Come si è già rilevato, l’art. 112 del Codice della crisi stabilisce che “Le somme spettanti ai creditori contestati, condizionali o irreperibili sono depositate nei modi stabiliti dal tribunale, che fissa altresì le condizioni e le modalità per lo svincolo”, così imponendo al Tribunale una valutazione ulteriore (rispetto a quella concernente l’ammissione al voto), al precipuo scopo di tutelare gli interessi dei creditori titolari dei crediti contestati. Le disposizioni di tale norma sono integrate, per quanto attiene ai crediti tributari, dall’art. 90, comma 2, del D.P.R. n. 602/1973, ai sensi del quale, “Se sulle somme iscritte a ruolo sorgono contestazioni, il credito è comunque inserito in via provvisoria nell’elenco ai fini previsti agli articoli 176, primo comma, del regio decreto 16 marzo 1942, n. 267” (ora art. 108, comma 1, n.d.a.). 
Così stando le cose, le decisioni da adottare in presenza di un contenzioso tributario pendente al momento della presentazione della proposta concordataria richiedono l’analisi di molteplici profili, quali: 
a) la sussistenza o meno dell’obbligo di inserire il credito contestato nel piano concordatario e i criteri di stima del relativo ammontare; 
b) l’attestazione del piano di concordato in presenza di un contenzioso pendente “decisivo”; 
c) la valutazione di fattibilità del piano di concordato da parte del Tribunale in presenza di un contenzioso pendente “decisivo”; 
d) la funzione di “cauzione” dell’accantonamento imposto dall’art. 112, ultimo comma; 
e) la disciplina dell’accantonamento per i crediti fiscali in contenzioso alla luce dell’articolo 90 del D.P.R. n. 602/1973; 
f) l’eliminazione dell’alea discendente dal giudizio tributario in presenza di contestazioni rilevanti. 
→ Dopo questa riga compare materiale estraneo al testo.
PR #274, opened 2018-10-15
Simplification.DomainValue: Propagate \bottom through domain values

ttuegel:
This actually just adds tests because `MultiOr` already propagates `\bottom`. However, I have started to implement this functionality twice before I realized that, so I am making a test and leaving notes for myself in case I start trying to do that again.

###### Reviewer checklist

---


src/main/haskell/kore/test/Test/Kore/Step/Simplification/DomainValue.hs
```diff
@@ -60,7 +64,33 @@ test_domainValueSimplification =
...
+            (OrOfExpandedPattern.make [])
+            (evaluate
+                mockMetadataTools
+                (DomainValue
+                    testSort
+                    (BuiltinDomainMap (Map.fromList [(Mock.aConcrete, bottom)]))
+                )
+            )
+        )
+    , testCase "\\bottom propagates through builtin List"
```
virgil-serbanuta: Why not a test for sets?

ttuegel: Set keys are concrete values, so they cannot contain `\bottom`.

PR #278, opened 2018-10-16
Kore.Variables.Free: Replace `pureFreeVariables` with `freePureVariables`

ttuegel:
The new function `freePureVariables` is a simple traversal down the tree,
tracing the bound variables and recording those that occur free.

Note: The implementation is slightly different than I outlined in the associated Trello card, but it is morally the same.

###### Reviewer checklist

---

### DIFF
--- a/src/main/haskell/kore/src/Kore/Unification/SubstitutionNormalization.hs
+++ b/src/main/haskell/kore/src/Kore/Unification/SubstitutionNormalization.hs
@@ -22,9 +22,11 @@ import           Data.Foldable
                  ( traverse_ )
 import           Data.Functor.Foldable
                  ( Fix, cata )
-import qualified Data.Map as Map
-import           Data.Maybe
-                 ( mapMaybe )
+import           Data.Map.Strict
+                 ( Map )
+import qualified Data.Map.Strict as Map
+import           Data.Set
+                 ( Set )
 import qualified Data.Set as Set
 
 import           Data.Graph.TopologicalSort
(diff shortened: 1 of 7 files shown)


src/main/haskell/kore/src/Kore/Unification/SubstitutionNormalization.hs
```diff
@@ -208,42 +213,22 @@ normalizeSortedSubstitution
...
-    deps =
-        mapMaybe
-            (`Map.lookup` interestingVariables)
-            (Set.toList (freeVariables patt))
-    isSameVar = case patt of
-        (Var_ v) -> v == var
-        _        -> False
-    deps' = if isSameVar then [] else deps
+    => Set (variable level)
+    -> variable level -> PureMLPattern level variable
```
vladciobanu: Is there a reason for the two arguments on the same line?

src/main/haskell/kore/src/Kore/Unification/SubstitutionNormalization.hs
```diff
@@ -208,42 +213,22 @@ normalizeSortedSubstitution
...
+    -> Set (variable level)
+getDependencies interesting var =
+    \case
+        Var_ v | v == var -> Set.empty
+        patt -> Set.intersection interesting (freePureVariables patt)
```
vladciobanu: Wow, nice refactor here. Big :+1:

src/main/haskell/kore/src/Kore/Variables/Free.hs
```diff
@@ -11,20 +11,58 @@ Portability : portable
...
                  ( Fix, cata )
+import qualified Data.Functor.Foldable as Functor.Foldable
+import           Data.Set
+                 ( Set )
 import qualified Data.Set as Set
 
 import Kore.AST.Common
 import Kore.AST.MetaOrObject
 
+freePureVariables
```
vladciobanu: I was going to comment on using different algorithms for very similar things, but I assume https://trello.com/c/H3VxRw12/294-investigate-a-different-approach-for-freevariables would fix it? In that case, I would only mention that this function needs some docs.

ttuegel: The card you linked is actually what this pull request does; the card for the other is [here](https://trello.com/c/x2OwZsls).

4. Sull’obbligo di inserire il credito contestato nel piano concordatario e sui criteri di stima del relativo ammontare e l’attestazione del professionista indipendente
Nella disciplina della liquidazione giudiziale trovano spazio le disposizioni che indicano l’ammontare, le modalità o le regole applicative dell’accantonamento di somme contestate. Infatti, l’art. 227 del Codice prevede che in sede di riparto parziale venga eseguito obbligatoriamente un accantonamento generico pari ad almeno il 20% delle somme da ripartire, mentre l’art. 232 stabilisce che in sede di riparto finale, se il giudizio relativo al credito contestato non è ancora concluso, la somma accantonata è depositata nei modi stabiliti dal giudice delegato, affinché, ove si renda dovuta, possa essere versata ai creditori cui spetta o fatta oggetto di riparto supplementare fra gli altri creditori. Diversamente è a dirsi per il concordato preventivo, con riguardo al quale le norme sopra citate non si ritengono applicabili in via analogica, come statuito da recente giurisprudenza di merito[2], la quale ha rimarcato che “non esiste un obbligo di disporre un accantonamento ai sensi degli articoli 113 ultimo comma e 117 comma 3 l. fall. (ora art. 232, n.d.a.) nel riparto finale di un concordato [omissis][3].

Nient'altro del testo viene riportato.